NEW & NOTEWORTHY This research showed that a moderate-intensity prenatal exercise program, consisting of aerobic and resistance training, did not negatively impact normal alterations in substrate supply and demand for the mother and the offspring throughout gestation. Findings provide support for metabolic safety of exercise during pregnancy.
INTRODUCTION
In obesity, excess lipids in circulation can result in a mismatch between fuel availability (e.g., long-chain fatty acids, LCFA) and energy turnover (energy demand). LCFA availability that outpaces mitochondrial β-oxidation and/or alterations in the function of the machinery responsible for β-oxidation and oxidative phosphorylation (1, 2) can result in the accumulation of long-chain acylcarnitine moieties [LC-AC, e.g., myristoylcarnitine (C14), palmitoylcarnitine (C16), oleoylcarnitine (C18:1), linoleoylcarnitine (C18:2)], formed from the esterification of a LCFA to a molecule of carnitine, catalyzed by carnitine palmitoyltransferase 1 (3). LC-ACs that accumulate are eventually trafficked out of the mitochondria and ultimately into circulation (4, 5).
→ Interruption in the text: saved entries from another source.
PR #1406, opened 2017-12-22
Fix project autodetection on standalone files

zackschuster:
**Changes proposed:**

- [ ] Add
- [ ] Prepare
- [ ] Delete
- [x] Fix

**Things I've done:**

- [ ] My pull request fixes an issue, I referenced the issue.

currently throws here with "path must be a string or Buffer" error.

this PR introduces a simple `Array#filter` call to guard against that.

(as an aside, this could be caught with `--strictNullChecks` enabled :) )

### DIFF
--- a/src/init/projectAutoDetection.ts
+++ b/src/init/projectAutoDetection.ts
@@ -54,12 +54,14 @@ export class ProjectAutoDetection {
 
   public static getProjectInfo(results: models.IVSCodeUri[], name: models.Projects): models.IProjectInfo {
     let projectInfo: models.IProjectInfo = null;
-    results.some(result => {
-      const content = fs.readFileSync(result.fsPath, 'utf8');
-      const projectJson = parseJSON(content);
-      projectInfo = this.getInfo(projectJson, name);
-      return !!projectInfo;
-    });
+    results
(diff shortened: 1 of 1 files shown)


zackschuster:
note: i'll add a test later to make codecov happy. popped this up because i noticed the error when i was checking on something else from Running Extensions (which i guess displays uncaught errors now -- handy!)

jens1o:
lgtm, waiting for @JimiC 's response

JimiC:
@zackschuster Thanks for the PR but I have my doubts about it. `IVSCodeUri` is a reflected interface of `VSCodeUri` which is already strongly typed, meaning that `fspath` is always of type `string`. So your guard clause doesn't make sense. On the other hand, a `null` check guard clause makes more sense, considering also your mention about `--strictNullChecks` compiler option.

zackschuster:
ah, my apologies -- the stack trace pointed to `readFileSync` throwing, so i assumed that was the culprit. it's not throwing on my machine anymore either, so problem solved? enough to close the PR, anyway.

that being said, i think `--strictNullChecks` would be great to add to the codebase. would you mind a PR at a later time attempting that?

thanks for your time :)

Issue #1416, opened 2018-01-08
question about variable substitution in `vsicons.customIconFolderPath`


gerardmrk:
I have a custom icon folder in my project directory that I would like to add into version control, but it seems I'm unable to utilize variable substitution in the `vsicons.customIconFolderPath` setting.

I've tried **${workspaceRoot}**, **${workspaceFolder}** and even a relative path (relative from `.vscode/settings.json`), and none of them works. But specifying the full absolute path to the directory works (using `pwd`). I would like to know if variable substitution is possible, thanks

JimiC:
Have you read https://github.com/vscode-icons/vscode-icons/wiki/Custom?

gerardmrk:
@JimiC yes I have, the doc implies absolute path has to be specified. The configuration is not shareable across multiple machines that way, e.g. `/Users/gerard/Documents/DevProjects/src/github.com/gerardmrk/xo` isn't the same for other users' OS if they're using the same repo.

JimiC:
Have you tried using a path relative to the project's root directory?

JimiC:
@gerardmrk So it turns out that this feature indeed works only with an absolute path to the `vscode-custom-icons` folder. ANd in your case, yes it will not work.
I'll see what I can do to add something that uses relative paths.

JimiC:
@gerardmrk I'm gonna close this issue as it's out of my current abilities to make this work with relative paths. You see the extension needs to know the absolute path where the custom icons folder is in order to use the custom icons. Searching from where the extension is to where the custom icons folder is, in order to figure out the relative path, means that we must use an algorithm that scans your entire file system to locate it, something that isn't efficient at all.

If anyone has another idea, pleae share.

JimiC:
I'm experimenting to see if I can come up with something, using `workspaceRoot` and `workspaceFolder`.
Will post back if I have something worth mentioning.

radziksh:
@gerardmrk I added in `projectFolder/.vscode/settings.json` these lines:
```
"vsicons.customIconFolderPath": "./.vscode",
 "vsicons.associations.files": [
        { "icon": "formRelated", "extensions": ["form-container.tsx"], "filename": true, "format": "png", "overrides": "form-container.tsx" },
        { "icon": "formRelated", "extensions": ["form-view.tsx"], "filename": true, "format": "png", "overrides": "form-view.tsx" }
    ],
```

[...]

PR #1422, opened 2018-01-14
Add support to specify a relative path for custom icons folder path.

JimiC:
_**References #1416**_

**Changes proposed:**

- [x] Add

This PR adds the functionality to set the `vsicons.customIconFolderPath` with a relative path to the root of the opening project. This is handy when distributing custom icons with the project source code.

I have also done some code refactoring which normally should have been submitted in another PR but I'm getting lazy lately.

Also, once this PR gets merged the [wiki page](https://github.com/vscode-icons/vscode-icons/wiki/Custom) needs to be updated to include the added ability.

### DIFF
--- a/src/icon-manifest/iconGenerator.ts
+++ b/src/icon-manifest/iconGenerator.ts
@@ -80,6 +80,18 @@ export class IconGenerator implements models.IIconGenerator {
     }
   }
 
+  public getCustomIconFolderPath(folderPath: string): string {
+    if (!folderPath) { return this.settings.vscodeAppData; }
+
+    const fPath = folderPath.trim();
+    if (path.isAbsolute(fPath) || !this.settings.workspacePath || !this.settings.workspacePath.length) {
+      return fPath;
+    }
+
+    const absPath = this.settings.workspacePath.find(wsp => fs.existsSync(wsp));
+    return utils.pathUnixJoin(absPath, fPath);
+  }
+
   public hasCustomIcon(customIconFolderPath: string, filename: string): boolean {
     const relativePath = utils.getRelativePath('.', customIconFolderPath, false);
     const filePath = utils.pathUnixJoin(relativePath, filename);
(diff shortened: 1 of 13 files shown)


src/icon-manifest/iconGenerator.ts
```diff
@@ -80,6 +80,18 @@ export class IconGenerator implements models.IIconGenerator {
     }
   }
 
+  public getCustomIconFolderPath(folderPath: string): string {
+    if (!!!folderPath) { return this.settings.vscodeAppData; }
```
robertohuertasm: One `!` should be enough.

src/icon-manifest/iconGenerator.ts
```diff
@@ -80,6 +80,18 @@ export class IconGenerator implements models.IIconGenerator {
...
+
+    const fPath = folderPath.trim();
+    if (path.isAbsolute(fPath) || !!!this.settings.workspacePath || !this.settings.workspacePath.length) {
```
robertohuertasm: the same here

src/icon-manifest/iconGenerator.ts
JimiC: I'm converting them to `boolean`.

robertohuertasm: I know, that's what I say you only need one

JimiC: Actually one is a null check. Three is a boolean negative.

robertohuertasm: There's no such thing as a null check in `JavaScript`. `!` is a logical operator and also implies a casting to `bool` due to the concepts of falsy and truthy. `!!!` is not idiomatic JavaScript.

robertohuertasm: https://stackoverflow.com/posts/25318045/revisions

JimiC: It's just my preferred way of coding, expressing the fact that I'm doing `!!(!a)`.

robertohuertasm: It's ok but it's not really necessary and thus it's not used in JavaScript. I would prefer to get rid of this if possible as I think we should stick to common practices. 😉

PR #1430, opened 2018-01-27
Use bundler icon for files with .gemfile extension

artplan1:
**Changes proposed:**

- [x] Add

---

Useful for files with names like `spree_master.gemfile` / `spree_master.gemfile.lock`


src/icon-manifest/supportedExtensions.ts
```diff
@@ -91,6 +91,7 @@ export const extensions: IFileCollection = {
     { icon: 'bolt', extensions: [], languages: [languages.bolt], filename: true, format: FileFormat.svg },
     { icon: 'bower', extensions: ['.bowerrc', 'bower.json'], filename: true, format: FileFormat.svg },
     { icon: 'buckbuild', extensions: ['.buckconfig'], filename: true, format: FileFormat.svg },
+    { icon: 'bundler', extensions: ['gemfile', 'gemfile.lock'], format: FileFormat.svg },
```
jens1o: it is already defined a line below?

artplan1: it's defined below with `filename: true` and works only for files `gemfile` and `gemfile.lock`

JimiC:
My only question is how common is the use of such files. Any docs?

artplan1:
@JimiC 
for example gem `appraisal` generates files with this extensions:
https://github.com/thoughtbot/appraisal#under-the-hood

PR #1446, opened 2018-02-09
Updated Icon yaml to support .yaml extension

dstrebel:
_**Fixes #IssueNumber**_

**Changes proposed:**

- [X] Add
Added support for .yaml extension, as currently yaml icon only support .yml
image
- [ ] Delete
- [ ] Fix
- [ ] Prepare

### DIFF
--- a/src/icon-manifest/supportedExtensions.ts
+++ b/src/icon-manifest/supportedExtensions.ts
@@ -608,7 +608,7 @@ export const extensions: IFileCollection = {
     { icon: 'xliff', extensions: ['xliff', 'xlf'], format: FileFormat.svg },
     { icon: 'xml', extensions: ['pex', 'tmlanguage'], languages: [languages.xml], format: FileFormat.svg },
     { icon: 'xsl', extensions: [], languages: [languages.xsl], format: FileFormat.svg },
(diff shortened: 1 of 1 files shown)


robertohuertasm:
`.yaml` extension is already supported via language id. Indeed I cannot reproduce your issue even with all my extensions disabled. That leads me to think that you may have  some kind of custom mapping for your .yaml extensions. Can you create a .yaml file and check what language is enabled? 

image

JimiC:
Check your settings.

JimiC:
ANd according to [this](https://github.com/Microsoft/vscode/blob/master/extensions/yaml/package.json#L11) we can lso drop the  manual declaration of `yml` in our extension. Can't remember why we left it in there...

robertohuertasm:
I couldn't also figure out why we left it... I guess maybe there was a time when it was not supported by the language.

JimiC:
Yeah, that's the case. Looking at the [source code](https://github.com/Microsoft/vscode/blob/8f35cc4768393b25468416829e980d7550619fb1/extensions/yaml/package.json#L10) it has been always there.

JimiC:
@dstrebel Can you please provide feedback?

JimiC:
Closing this.
@dstrebel If you require additional support please open an issue.

PR #1467, opened 2018-02-17
Update dependencies.

JimiC:
**Note:** I switched `@types/node` back to `7.0.54` as we should keep in line with the `node` version the editor is been built against, which is `7.9.0`.


JimiC:
@robertohuertasm This PR SHOULD be merged before the next release.

PR #1468, opened 2018-02-17
Fix package managers lock files.

JimiC:


JimiC:
I don't know why but the lock files didn't update correctly.

PR #1487, opened 2018-02-26
Fix CI stage for list of icons wiki pages

### LINKED ISSUE #1486: [Task] Fix CI stage for list of icons wiki pages
The CI stage currently fails due to the fact that the extension doesn't get built, thus it can't find the necessary `supported*.js` files to import.

JimiC:
_**Fixes #1486**_

**Changes proposed:**

- [x] Fix


JimiC:
@robertohuertasm This PR has high priority.

PR #339, opened 2018-10-03
 Install NSSM for service creation

aethyrxeo:
We do this in seperate commit, because we need to update testbeds.


aethyrxeo:
[create testbed job](http://10.84.12.26:8080/job/WinContrail-infra/job/templates/job/create-testbed-template/77/)

PR #363, opened 2018-10-22
Added DNS tests

jacekchalupka:


Test/Tests/Network/DNS.Tests.ps1
```diff
@@ -0,0 +1,386 @@
...
+                    | Should -BeTrue
+            }
+        }
+
+        Context "DNS mode virtual" {
+            BeforeAll { BeforeEachContext -DNSSetting ([VirtualDNSSettings]::New($VirtualDNSServer.GetFQName())) }
+
+            AfterAll { AfterEachContext }
+
+            It "resolves juniper.net" {
```
aethyrxeo: Shouldn't we add tag for these tests so they are only executed in CI?

jacekchalupka:
http://10.84.12.26:8080/job/WinContrail-infra/job/templates/job/create-testbed-template/78/

Test/Tests/Network/DNS.Tests.ps1
```diff
@@ -0,0 +1,395 @@
...
+
+    if($error.Count -eq 0) {
+        Write-Host "found"
+        $resolved[0].IPAddress
+    } else {
+        Write-Host "error"
+        $error[0].CategoryInfo.Category
+    }
+}
+$ResolveDNSLocallyCommand = (${function:Resolve-DNSLocally} -replace "`n|`r", ";")
```
aethyrxeo: Can't we move into body of Resolve-DNS?

Test/Tests/Network/DNS.Tests.ps1
```diff
@@ -0,0 +1,395 @@
...
+            $DNSServerRepo = [DNSServerRepo]::New($MultiNode.NM)
+            [Diagnostics.CodeAnalysis.SuppressMessageAttribute(
+                "PSUseDeclaredVarsMoreThanAssignments",
+                "IPAMRepo",
+                Justification="It's actually used."
+            )]
+            $IPAMRepo = [IPAMRepo]::New($MultiNode.NM)
+
+            Write-Log "Starting Test DNS Server on second test bed..."
+            $DefaultDNSServerDir = "C:\DNS_Server"
```
aethyrxeo: What do you think about creating here functions with calls like this `Start-TestDnsServer -Session $MultiNode.Sessions[1]...` and `Start-TestDnsResolver -Session $MultiNode.Sessions[0]...` so we could reduce the size of the BeforeAll block?

jacekchalupka: Fixed

Test/Tests/Network/DNS.Tests.ps1
jacekchalupka: Because it is as constant in whole script, so I didn't want to declare a function and create a string out of it every time I resolve. I moved this part to "declaration area" at the beginning of a script.

PR #369, opened 2018-10-25
Add "when" condition in test stage to run tests on all builds except …

pmarcinkiewicz1:
…nightly.

### DIFF
--- a/Jenkinsfile
+++ b/Jenkinsfile
@@ -235,7 +235,9 @@ pipeline {
 
         stage('Test') {
             agent { label 'tester' }
-            when { environment name: "DONT_CREATE_TESTBEDS", value: null }
+            when { environment name: "DONT_CREATE_TESTBEDS", value: null;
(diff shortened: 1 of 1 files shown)


Jenkinsfile
```diff
@@ -235,7 +235,9 @@ pipeline {
 
         stage('Test') {
             agent { label 'tester' }
-            when { environment name: "DONT_CREATE_TESTBEDS", value: null }
+            when { environment name: "DONT_CREATE_TESTBEDS", value: null;
+                   environment name: "NIGHTLY_BUILD", value: null
```
sodar: Maybe we should add `NIGHTLY_BUILD` to other steps related to tests, such as `Deploy` or `Testenv provisioning`, so that only build stage is run?

Either way, I totally forgot about it, but as you can see, when `DONT_CREATE_TESTBEDS` is set only build stage is run. Maybe we should use it instead?

pmarcinkiewicz1:
recheck no bug

PR #372, opened 2018-11-05
Add branch R6.0-WIP

pmarcinkiewicz1:


ansible/roles/zuul/files/layout.yaml
```diff
@@ -58,7 +60,8 @@ pipelines:
             - ^stable/queens$
             - ^stable/newton$
             - ^stable/ocata$
-            - ^production 
+            - ^production
+            - ^R6.0-WIP
```
sodar: Same as above.

ansible/roles/zuul/files/layout.yaml
```diff
@@ -58,7 +60,8 @@ pipelines:
             - ^stable/queens$
             - ^stable/newton$
             - ^stable/ocata$
-            - ^production 
+            - ^production
```
sodar: I think we should add `$` at the end, so that branch like `production-not-production` are not matched.

PR #374, opened 2018-11-05
Remove github deployment key setup.

m-kostrzewa:
We don't need them since all the repositories are public.


m-kostrzewa:
recheck no bug

PR #381, opened 2018-11-08
Remove netstat invocation at agent's service startup

aethyrxeo:


m-kostrzewa:
Why remove?

aethyrxeo:
Because the bug didn't appear since we have added the netstat invocation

Accordingly, LC-ACs can be used as markers of the coupling of fatty acid availability relative to the metabolic demand of energy in tissues such as skeletal muscle [“metabolic overload” (6)]. Maternal body mass index (BMI) is positively associated with circulating concentrations of LC-ACs (7), indicating that there may be an over-availability of fatty acids in an environment that does not match the demand. This high-supply environment during pregnancy could potentially have ramifications for the growing fetus, supported by the Developmental Origins of Health and Disease (DOHaD) theory, suggesting that the maternal environment directly influences the short- and long-term health of the offspring (8). Thus, it is critical to determine lifestyle practices that can be used to attenuate the metabolic burden of maternal obesity on the growing offspring.
Exercise training reduces circulating resting LC-AC concentrations in individuals with obesity (9, 10). However, to our knowledge, no reports have examined this relationship in pregnancy. Here, we investigated the impact of a moderate-intensity aerobic and resistance exercise intervention during pregnancy on circulating resting LC-AC levels in women with obesity. We hypothesized that exercise would reduce circulating resting LC-AC levels during pregnancy.
MATERIALS AND METHODS
Participants
This study is a subanalysis of 80 women from an ongoing randomized controlled trial (ClinicalTrials.gov Identifier: NCT02125149) at the Arkansas Children’s Nutrition Center (ACNC), and methods have been previously published (11). In the parent study, participants were recruited in the first 12 wk of gestation. After screening, participants were included if they satisfied the following criteria: prepregnancy obese body mass index (BMI) classification (≥30.0 kg/m2), singleton pregnancy, ≥18 yr of age, sedentary (did not engage in intentional physical activity, sedentary work activity level), and conception without assisted fertility treatments. Participants were excluded if they satisfied the following criteria: preexisting medical conditions (e.g., gestational diabetes mellitus, diabetes, hypertension), use of recreational drugs, tobacco or alcohol during pregnancy, and contraindications to exercise during pregnancy. After enrollment, participants were randomized to either an exercise or standard-of-care control group. An analysis concluded that 40 participants/group were needed to achieve sufficient power for the current substudy (see Statistical Analysis), the exercise group was chosen as the 40 women with the highest exercise compliance (>56%). The control group was matched to the exercise group based on BMI and race.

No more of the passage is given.